--- Aim of the exercise ---
The response should be the data again, identical in every line.

--- Exercise data ---
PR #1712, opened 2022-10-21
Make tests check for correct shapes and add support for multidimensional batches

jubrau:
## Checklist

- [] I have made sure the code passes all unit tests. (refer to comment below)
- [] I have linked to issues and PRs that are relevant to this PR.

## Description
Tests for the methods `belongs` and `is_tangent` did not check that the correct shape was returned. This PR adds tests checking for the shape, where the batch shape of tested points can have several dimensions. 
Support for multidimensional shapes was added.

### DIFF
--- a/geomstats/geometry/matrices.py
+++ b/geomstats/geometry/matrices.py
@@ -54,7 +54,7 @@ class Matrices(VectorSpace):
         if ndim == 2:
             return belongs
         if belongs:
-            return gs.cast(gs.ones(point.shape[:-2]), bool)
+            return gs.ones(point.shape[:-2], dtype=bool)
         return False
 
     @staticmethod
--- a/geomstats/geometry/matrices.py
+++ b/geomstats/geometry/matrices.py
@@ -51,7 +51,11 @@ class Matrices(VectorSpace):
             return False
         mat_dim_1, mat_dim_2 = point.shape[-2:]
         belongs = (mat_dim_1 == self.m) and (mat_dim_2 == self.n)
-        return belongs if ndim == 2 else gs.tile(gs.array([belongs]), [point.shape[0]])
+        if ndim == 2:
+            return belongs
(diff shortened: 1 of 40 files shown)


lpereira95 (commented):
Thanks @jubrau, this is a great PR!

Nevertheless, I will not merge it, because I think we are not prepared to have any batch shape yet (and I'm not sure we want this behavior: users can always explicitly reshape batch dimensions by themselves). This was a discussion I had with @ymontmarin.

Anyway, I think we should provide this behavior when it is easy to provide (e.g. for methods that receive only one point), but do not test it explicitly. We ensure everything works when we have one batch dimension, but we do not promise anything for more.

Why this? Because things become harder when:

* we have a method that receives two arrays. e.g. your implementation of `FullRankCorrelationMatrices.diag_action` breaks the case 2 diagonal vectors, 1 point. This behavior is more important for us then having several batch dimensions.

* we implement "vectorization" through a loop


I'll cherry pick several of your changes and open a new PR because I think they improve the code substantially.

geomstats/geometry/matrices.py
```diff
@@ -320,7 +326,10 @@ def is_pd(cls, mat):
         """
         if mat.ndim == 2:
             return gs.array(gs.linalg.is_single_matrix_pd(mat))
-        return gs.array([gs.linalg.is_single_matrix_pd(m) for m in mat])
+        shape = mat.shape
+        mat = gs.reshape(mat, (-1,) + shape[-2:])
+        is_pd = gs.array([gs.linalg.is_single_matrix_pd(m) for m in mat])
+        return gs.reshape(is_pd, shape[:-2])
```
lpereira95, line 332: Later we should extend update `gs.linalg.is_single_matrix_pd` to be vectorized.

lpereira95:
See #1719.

--- Expected answer ---
PR #1712, opened 2022-10-21
Make tests check for correct shapes and add support for multidimensional batches

jubrau:
## Checklist

- [] I have made sure the code passes all unit tests. (refer to comment below)
- [] I have linked to issues and PRs that are relevant to this PR.

## Description
Tests for the methods `belongs` and `is_tangent` did not check that the correct shape was returned. This PR adds tests checking for the shape, where the batch shape of tested points can have several dimensions. 
Support for multidimensional shapes was added.

### DIFF
--- a/geomstats/geometry/matrices.py
+++ b/geomstats/geometry/matrices.py
@@ -54,7 +54,7 @@ class Matrices(VectorSpace):
         if ndim == 2:
             return belongs
         if belongs:
-            return gs.cast(gs.ones(point.shape[:-2]), bool)
+            return gs.ones(point.shape[:-2], dtype=bool)
         return False
 
     @staticmethod
--- a/geomstats/geometry/matrices.py
+++ b/geomstats/geometry/matrices.py
@@ -51,7 +51,11 @@ class Matrices(VectorSpace):
             return False
         mat_dim_1, mat_dim_2 = point.shape[-2:]
         belongs = (mat_dim_1 == self.m) and (mat_dim_2 == self.n)
-        return belongs if ndim == 2 else gs.tile(gs.array([belongs]), [point.shape[0]])
+        if ndim == 2:
+            return belongs
(diff shortened: 1 of 40 files shown)


lpereira95 (commented):
Thanks @jubrau, this is a great PR!

Nevertheless, I will not merge it, because I think we are not prepared to have any batch shape yet (and I'm not sure we want this behavior: users can always explicitly reshape batch dimensions by themselves). This was a discussion I had with @ymontmarin.

Anyway, I think we should provide this behavior when it is easy to provide (e.g. for methods that receive only one point), but do not test it explicitly. We ensure everything works when we have one batch dimension, but we do not promise anything for more.

Why this? Because things become harder when:

* we have a method that receives two arrays. e.g. your implementation of `FullRankCorrelationMatrices.diag_action` breaks the case 2 diagonal vectors, 1 point. This behavior is more important for us then having several batch dimensions.

* we implement "vectorization" through a loop


I'll cherry pick several of your changes and open a new PR because I think they improve the code substantially.

geomstats/geometry/matrices.py
```diff
@@ -320,7 +326,10 @@ def is_pd(cls, mat):
         """
         if mat.ndim == 2:
             return gs.array(gs.linalg.is_single_matrix_pd(mat))
-        return gs.array([gs.linalg.is_single_matrix_pd(m) for m in mat])
+        shape = mat.shape
+        mat = gs.reshape(mat, (-1,) + shape[-2:])
+        is_pd = gs.array([gs.linalg.is_single_matrix_pd(m) for m in mat])
+        return gs.reshape(is_pd, shape[:-2])
```
lpereira95, line 332: Later we should extend update `gs.linalg.is_single_matrix_pd` to be vectorized.

lpereira95:
See #1719.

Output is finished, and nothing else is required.